Copy each line below in which the string "would" occurs.

[Items listed in a dataset]
•••
PR #4203, opened 2020-09-10
CP-34936 don't log result from pool_secret_wrapper

lippirk:
We don't want to log the pool secret. So we add a new option to
`call_script` which ensures nothing is logged in either the success case
or the failure case.

### DIFF
--- a/ocaml/xapi/helpers.ml
+++ b/ocaml/xapi/helpers.ml
@@ -1833,7 +1833,7 @@ end = struct
       |> String.concat "/"
     in
     let make_script () =
-      try call_script !Xapi_globs.gen_pool_secret_script []
+      try call_script ~log_output:Never !Xapi_globs.gen_pool_secret_script []
       with _ ->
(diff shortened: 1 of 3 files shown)


ocaml/xapi/helpers.ml
```diff
@@ -39,15 +39,21 @@ let log_exn_continue msg f x =
   with e ->
     debug "Ignoring exception: %s while %s" (ExnHelper.string_of_exn e) msg
 
-let call_script ?(log_successful_output = true) ?env script args =
+let call_script ?(log_successful_output = true)
```
lindig, line 42: Is this calling for a type to capture this and the default `SuccessOnly`? I'd call the parameter `logging` that would control this.

```
type log = Always | Never | SuccessOnly | ErrorOnly
```

lippirk: I thought there would be a lot more usages of `call_script`, but it wasn't that bad to change the interface

lindig (approved):

psafont (approved):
•••
Your response:
lindig, line 42: Is this calling for a type to capture this and the default `SuccessOnly`? I'd call the parameter `logging` that would control this.
lippirk: I thought there would be a lot more usages of `call_script`, but it wasn't that bad to change the interface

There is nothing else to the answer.